BEGIN
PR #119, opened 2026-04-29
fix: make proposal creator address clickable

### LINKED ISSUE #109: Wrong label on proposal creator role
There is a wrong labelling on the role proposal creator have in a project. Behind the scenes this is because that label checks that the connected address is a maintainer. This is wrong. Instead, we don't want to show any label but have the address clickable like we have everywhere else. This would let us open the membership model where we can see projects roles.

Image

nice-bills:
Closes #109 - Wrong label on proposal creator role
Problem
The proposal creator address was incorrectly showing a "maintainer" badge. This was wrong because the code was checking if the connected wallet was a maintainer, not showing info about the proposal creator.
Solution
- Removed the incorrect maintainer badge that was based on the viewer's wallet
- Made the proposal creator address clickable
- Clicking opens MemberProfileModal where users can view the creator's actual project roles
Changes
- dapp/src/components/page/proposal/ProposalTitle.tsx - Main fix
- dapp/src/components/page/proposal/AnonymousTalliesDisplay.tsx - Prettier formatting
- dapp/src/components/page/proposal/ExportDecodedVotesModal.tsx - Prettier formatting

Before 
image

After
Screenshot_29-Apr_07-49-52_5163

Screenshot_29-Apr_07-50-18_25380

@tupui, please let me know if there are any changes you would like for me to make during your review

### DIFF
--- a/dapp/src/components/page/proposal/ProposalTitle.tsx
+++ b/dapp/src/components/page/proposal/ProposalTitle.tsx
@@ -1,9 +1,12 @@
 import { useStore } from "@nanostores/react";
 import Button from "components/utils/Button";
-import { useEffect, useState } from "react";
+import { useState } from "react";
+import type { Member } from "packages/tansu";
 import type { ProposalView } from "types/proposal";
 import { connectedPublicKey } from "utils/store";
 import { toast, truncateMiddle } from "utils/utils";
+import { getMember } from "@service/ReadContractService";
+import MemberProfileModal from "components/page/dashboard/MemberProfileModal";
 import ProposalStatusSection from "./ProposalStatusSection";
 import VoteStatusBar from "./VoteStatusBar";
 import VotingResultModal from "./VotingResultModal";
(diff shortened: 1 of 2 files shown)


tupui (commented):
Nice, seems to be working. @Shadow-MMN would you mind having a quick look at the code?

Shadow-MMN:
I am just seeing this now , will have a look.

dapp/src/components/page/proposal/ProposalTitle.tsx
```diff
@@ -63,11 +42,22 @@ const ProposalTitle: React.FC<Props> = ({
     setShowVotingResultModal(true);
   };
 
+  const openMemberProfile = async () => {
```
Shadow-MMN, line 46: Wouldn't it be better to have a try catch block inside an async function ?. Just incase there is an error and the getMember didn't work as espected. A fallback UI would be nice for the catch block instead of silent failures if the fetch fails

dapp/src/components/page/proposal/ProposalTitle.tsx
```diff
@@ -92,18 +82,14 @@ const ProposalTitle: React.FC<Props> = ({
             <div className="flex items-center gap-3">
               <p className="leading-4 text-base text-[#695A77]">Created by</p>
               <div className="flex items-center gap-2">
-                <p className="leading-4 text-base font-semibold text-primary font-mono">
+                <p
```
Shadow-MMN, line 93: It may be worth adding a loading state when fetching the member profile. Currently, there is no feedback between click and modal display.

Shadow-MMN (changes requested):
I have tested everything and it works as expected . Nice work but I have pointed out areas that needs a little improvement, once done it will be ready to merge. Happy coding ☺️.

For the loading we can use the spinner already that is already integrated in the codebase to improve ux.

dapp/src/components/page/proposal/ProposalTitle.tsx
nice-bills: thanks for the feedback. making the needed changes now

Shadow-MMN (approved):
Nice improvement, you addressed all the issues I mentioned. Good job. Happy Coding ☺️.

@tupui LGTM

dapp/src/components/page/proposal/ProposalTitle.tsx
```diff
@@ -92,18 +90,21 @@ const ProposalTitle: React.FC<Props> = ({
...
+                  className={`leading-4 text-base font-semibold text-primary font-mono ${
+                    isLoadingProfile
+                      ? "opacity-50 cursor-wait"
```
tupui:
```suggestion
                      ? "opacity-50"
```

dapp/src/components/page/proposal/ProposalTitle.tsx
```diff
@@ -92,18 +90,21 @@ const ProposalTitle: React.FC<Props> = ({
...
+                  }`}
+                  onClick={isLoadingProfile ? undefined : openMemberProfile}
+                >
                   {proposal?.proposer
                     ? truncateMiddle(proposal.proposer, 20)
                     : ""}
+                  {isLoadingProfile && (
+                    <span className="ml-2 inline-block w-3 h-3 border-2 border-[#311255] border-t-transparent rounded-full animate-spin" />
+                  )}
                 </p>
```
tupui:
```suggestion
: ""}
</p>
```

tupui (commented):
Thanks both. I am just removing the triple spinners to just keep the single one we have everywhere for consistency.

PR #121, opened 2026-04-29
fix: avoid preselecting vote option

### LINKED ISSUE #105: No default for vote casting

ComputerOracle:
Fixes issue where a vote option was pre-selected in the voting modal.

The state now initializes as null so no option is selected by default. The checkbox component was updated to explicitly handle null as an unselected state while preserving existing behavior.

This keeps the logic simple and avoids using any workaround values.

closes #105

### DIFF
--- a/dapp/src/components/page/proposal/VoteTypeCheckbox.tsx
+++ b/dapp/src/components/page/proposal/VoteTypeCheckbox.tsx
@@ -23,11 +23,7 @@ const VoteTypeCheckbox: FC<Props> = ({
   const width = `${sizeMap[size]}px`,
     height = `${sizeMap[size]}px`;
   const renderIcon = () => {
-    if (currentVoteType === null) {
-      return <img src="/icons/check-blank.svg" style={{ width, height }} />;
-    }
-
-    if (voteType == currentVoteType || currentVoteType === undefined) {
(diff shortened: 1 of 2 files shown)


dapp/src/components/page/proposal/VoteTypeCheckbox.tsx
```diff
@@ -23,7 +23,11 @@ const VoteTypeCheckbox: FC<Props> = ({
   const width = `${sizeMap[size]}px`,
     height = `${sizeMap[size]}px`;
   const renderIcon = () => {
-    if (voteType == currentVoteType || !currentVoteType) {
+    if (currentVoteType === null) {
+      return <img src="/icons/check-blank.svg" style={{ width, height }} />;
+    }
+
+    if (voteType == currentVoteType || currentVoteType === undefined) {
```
END
Across the data, find each line that has "className" in it and copy that line.

● **Answer below**:
             <div className="flex items-center gap-3">
               <p className="leading-4 text-base text-[#695A77]">Created by</p>
               <div className="flex items-center gap-2">
-                <p className="leading-4 text-base font-semibold text-primary font-mono">
+                  className={`leading-4 text-base font-semibold text-primary font-mono ${
+                    <span className="ml-2 inline-block w-3 h-3 border-2 border-[#311255] border-t-transparent rounded-full animate-spin" />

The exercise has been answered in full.